**THE TASK:**
Every line below that has "Adds" in it should be copied.

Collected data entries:

PR #193, opened 2024-02-21
Adds UpdateReg git command

lpusok:
Adds UpdateReg git command, it can be used to delete refs.

### DIFF
--- a/command/git/commands.go
+++ b/command/git/commands.go
@@ -47,7 +47,7 @@ func (g *Git) Fetch(opts ...string) *command.Model {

**RESULT FOR THIS EXERCISE:**
Adds UpdateReg git command
Adds UpdateReg git command, it can be used to delete refs.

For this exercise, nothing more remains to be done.